PR #1608, opened 2026-07-24
feat(logging): extract context values into context-aware log lines as zap fields

### LINKED ISSUE #1607: feat(logging): extract context values into context-aware log lines as zap fields
## Problem Description

`platform/common/services/logging` exposes context-aware log methods
(`InfowContext`, `ErrorfContext`, `DebugfContext`, … — 10 in total via the
`otelLogger` interface) backed by `otelzap.SugaredLogger`. Today the
`context.Context` passed to these methods is only used to emit an
OpenTelemetry span event — nothing carried in the context (request ID,
tenant, channel, tx ID, etc.) ever makes it into the zap log line itself.
Callers who want that correlation data on every log line currently have to
thread it through manually via `.With(...)` at every call site, which is
easy to forget and inconsistent across the codebase.

## Proposed Solution

Add a declarative `(context key → zap field name)` mechanism so that any
value present in the context is automatically extracted and attached to the
log line (`zap.Any(name, value)`) whenever a `*Context` method is called,
with no per-call-site plumbing required.

Configuration surface, mirroring the existing `RegisterReplacer`/`Replacers()`
pattern in `config.go`:

```go
// Register once, e.g. in an init() or bootstrap path.
logging.RegisterContextLogField("request.id", requestIDKey)

// Or via bulk config:
logging.Init(logging.Config{
    ContextLogFields: []logging.ContextLogField{
        {Key: requestIDKey, Name: "request.id"},
        {Key: tenantKey, Name: "tenant"},
    },
})
```

From then on:

```go
ctx := context.WithValue(context.Background(), requestIDKey, "abc-123")
logger.InfowContext(ctx, "handling request") // log line now includes request.id=abc-123
```

Values are logged as-is via `zap.Any` (no implicit sanitization — that stays
scoped to `OtelSanitize`'s existing span-event-body use). Only a declarative
list is supported (no custom extractor-function escape hatch), keeping the
surface small and the cost of a disabled log call predictable.

Because context-field extraction sits on a very hot path (every context-aware
log call in the process, including ones that are disabled by level), the
decorator must level-gate before touching the registry or context at all, and
avoid allocating an extra logger clone on the enabled `*w*Context` path by
appending fields directly into the `keysAndValues` slice instead of calling
`.With()`.

## Alternatives Considered

- A custom extractor-function escape hatch (`func(ctx) []zap.Field`) instead
  of a declarative list — rejected to keep the API surface small and the
  performance characteristics easy to reason about.
- Sanitizing extracted values by default (like `OtelSanitize`) — rejected;
  values are logged as-is, sanitization stays opt-in/out of scope.

## Implementation Notes

- `platform/common/services/logging/config.go` — `ContextLogField` type,
  `ctxLogFields` registry (`sync.RWMutex`-guarded, mirrors `replacers`),
  `RegisterContextLogField`/`ContextLogFields()`, `Config.ContextLogFields`
  merged idempotently in `Init`.
- `platform/common/services/logging/otel.go` — `ctxFieldLogger` decorator
  around `*otelzap.SugaredLogger` implementing all 10 `*Context` methods;
  level-gates via `SugaredLogger.Level()` before extracting; `*w*Context`
  methods append fields into `keysAndValues` instead of calling `.With()`.
- `platform/common/services/logging/logger.go` — caller-skip bump to keep
  logged caller/file/line accurate through the new decorator layer.

adecaro:
## Summary

- Adds a declarative `(context key -> zap field name)` mechanism so values
  carried in a `context.Context` (request ID, tenant, tx ID, etc.) are
  automatically attached as `zap.Any` fields to every context-aware log call
  (`InfowContext`, `ErrorfContext`, ... — 10 methods total), instead of only
  being used to emit an OTel span event as today.
- Dual configuration surface mirroring the existing `Replacers` pattern:
  `logging.Init(Config{ContextLogFields: [...]})` for bulk config, and
  `logging.RegisterContextLogField(name, key)` for direct registration
  (panics on duplicate name, same as `RegisterReplacer`).
- Values are logged as-is via `zap.Any` — no implicit sanitization; that
  stays scoped to `OtelSanitize`'s existing span-event-body use.
- Performance: the decorator (`ctxFieldLogger` in `otel.go`) level-gates via
  `SugaredLogger.Level()` before touching the registry or the context at
  all, so disabled log calls stay near-zero-cost regardless of how many
  fields are registered anywhere in the process (measured: ~577ns/12-alloc
  regression without the gate vs. ~50ns/1-alloc with it, matching the
  no-fields-registered baseline). The `*w*Context` methods append extracted
  fields directly into the `keysAndValues` slice instead of calling
  `.With()` first, avoiding an extra `SugaredLogger` clone allocation on the
  enabled path.
- Caller-skip bumped by one in `logger.go` to compensate for the new
  decorator frame, so logged caller/file/line still point at the true call
  site (covered by `TestContextLogFields_CallerAccuracy`).

Closes #1607.

## Test plan

- [x] `go build ./...`
- [x] `go vet ./platform/common/services/logging/...`
- [x] `go test ./platform/common/services/logging/...` (new
      `context_fields_test.go`: extraction, absent key, nil context,
      multi-key, survives `With`/`Named`, duplicate-registration panic,
      `Init` idempotency, caller accuracy — all pass)
- [x] `go test ./platform/common/core/generic/committer/... ./platform/common/core/generic/vault/...`
      (spot-check downstream consumers of context-aware logging — no
      behavior change)
- [x] Isolated benchmarks (`bench_test.go`) confirm the disabled-log-call
      cost is independent of registry size after the level-gate fix

### DIFF
--- a/platform/common/services/logging/config.go
+++ b/platform/common/services/logging/config.go
@@ -36,6 +36,20 @@ type Config struct {
 	// Sanitization means that any non-printable character is removed.
 	// This protects the traces from undesired behaviours like missing tracing.
 	OtelSanitize bool
+
+	// ContextLogFields lists context keys to extract as zap fields on every context-aware
+	// log call (e.g. InfowContext, ErrorfContext). Merged into the global registry; see
+	// RegisterContextLogField.
+	ContextLogFields []ContextLogField
+}
+
+// ContextLogField maps a context key to the zap field name used when the value is found
+// in the context and added to a log line.
+type ContextLogField struct {
+	// Key is looked up via ctx.Value(Key).
+	Key any
+	// Name is the zap field name the value is logged under.
+	Name string
 }
 
 var (
@@ -52,8 +66,12 @@ func Init(c Config) {
 
 	// set local configurations
 	configMutex.Lock()
-	defer configMutex.Unlock()
 	config.OtelSanitize = c.OtelSanitize
+	configMutex.Unlock()
+
+	for _, f := range c.ContextLogFields {
+		registerContextLogField(f.Name, f.Key, true)
+	}
 }
 
 func OtelSanitize() bool {
@@ -87,4 +105,46 @@ func Replacers() map[string]string {
 	replacersMutex.RLock()
 	defer replacersMutex.RUnlock()
 	return replacers
+}
+
+var (
+	ctxFieldsMutex sync.RWMutex
+	ctxFieldNames  []string
+	ctxLogFields   = map[string]any{}
+)
+
+// RegisterContextLogField registers a context key to extract as a zap field, under the
+// given field name, on every context-aware log call. Panics if name is already
+// registered.
+func RegisterContextLogField(name string, key any) {
+	registerContextLogField(name, key, false)
+}
+
+func registerContextLogField(name string, key any, overwrite bool) {
+	ctxFieldsMutex.Lock()
+	defer ctxFieldsMutex.Unlock()
+
+	if _, ok := ctxLogFields[name]; ok {
+		if overwrite {
+			ctxLogFields[name] = key
+			return
+		}
+		panic("context log field already exists")
+	}
+
+	ctxLogFields[name] = key
+	ctxFieldNames = append(ctxFieldNames, name)
+}
+
+// ContextLogFields returns the current context log field registrations, in
+// registration order.
+func ContextLogFields() []ContextLogField {
+	ctxFieldsMutex.RLock()
+	defer ctxFieldsMutex.RUnlock()
+
+	fields := make([]ContextLogField, len(ctxFieldNames))
+	for i, name := range ctxFieldNames {
+		fields[i] = ContextLogField{Key: ctxLogFields[name], Name: name}
+	}
+	return fields
 }
--- a/platform/common/services/logging/config.go
+++ b/platform/common/services/logging/config.go
@@ -168,6 +168,8 @@ func ContextLogFields() []ContextLogField {
 // each test start from an empty registry (e.g. via t.Cleanup) instead of relying on
 // globally-unique field names to avoid colliding with registrations left behind by
 // other tests.
+//
+//lint:ignore U1000 used for testing
 func resetContextLogFields() {
 	ctxFieldsMutex.Lock()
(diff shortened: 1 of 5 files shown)


platform/common/services/logging/config.go
```diff
@@ -88,3 +107,52 @@ func Replacers() map[string]string {
...
+)
+
+// RegisterContextLogField registers a context key to extract as a zap field, under the
+// given field name, on every context-aware log call. Panics if name is already
+// registered.
+func RegisterContextLogField(name string, key any) {
+	registerContextLogField(name, key, false)
+}
+
+func registerContextLogField(name string, key any, overwrite bool) {
```
mbrandenburger, line 136: for better testing we could add an unexported `resetContextLogFields()` that allows to call `t.Cleanup` and thus clean the global state. WDYT?

platform/common/services/logging/config.go
```diff
@@ -88,3 +107,52 @@ func Replacers() map[string]string {
...
+	ctxFieldsMutex.Lock()
+	defer ctxFieldsMutex.Unlock()
+
+	if _, ok := ctxLogFields[name]; ok {
+		if !overwrite {
+			panic("context log field already exists")
+		}
```
mbrandenburger, line 143: I am wondering if the `overwrite` + `panic` are the right way for the API. In general a panic here should show a developer error, which should be fixed. What is the case when we want explicit overwrite - just testing?. Note that the behavior of `RegisterContextLogField` with with `overwrite` is not documented. If just for testing - I suggest to go with the "reset" impl as suggested above. WDYT?

mbrandenburger (commented):
Thank you @adecaro. I have a minor suggestion below regarding testing - please see my comments below.

platform/common/services/logging/config.go
adecaro: So, I have introduced `resetContextLogFields` for the tests. Regarding the panic, it is the same behavior that 
`database/sql` has. I think we should be good there then.

platform/common/services/logging/config.go
adecaro: done

mbrandenburger (approved):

_Work instruction_
Give an exact copy of the lines above, from the top of the records to the line that contains "with no per-call-site plumbing required.", taking in both ends.

_Solution to the exercise_
PR #1608, opened 2026-07-24
feat(logging): extract context values into context-aware log lines as zap fields

### LINKED ISSUE #1607: feat(logging): extract context values into context-aware log lines as zap fields
## Problem Description

`platform/common/services/logging` exposes context-aware log methods
(`InfowContext`, `ErrorfContext`, `DebugfContext`, … — 10 in total via the
`otelLogger` interface) backed by `otelzap.SugaredLogger`. Today the
`context.Context` passed to these methods is only used to emit an
OpenTelemetry span event — nothing carried in the context (request ID,
tenant, channel, tx ID, etc.) ever makes it into the zap log line itself.
Callers who want that correlation data on every log line currently have to
thread it through manually via `.With(...)` at every call site, which is
easy to forget and inconsistent across the codebase.

## Proposed Solution

Add a declarative `(context key → zap field name)` mechanism so that any
value present in the context is automatically extracted and attached to the
log line (`zap.Any(name, value)`) whenever a `*Context` method is called,
with no per-call-site plumbing required.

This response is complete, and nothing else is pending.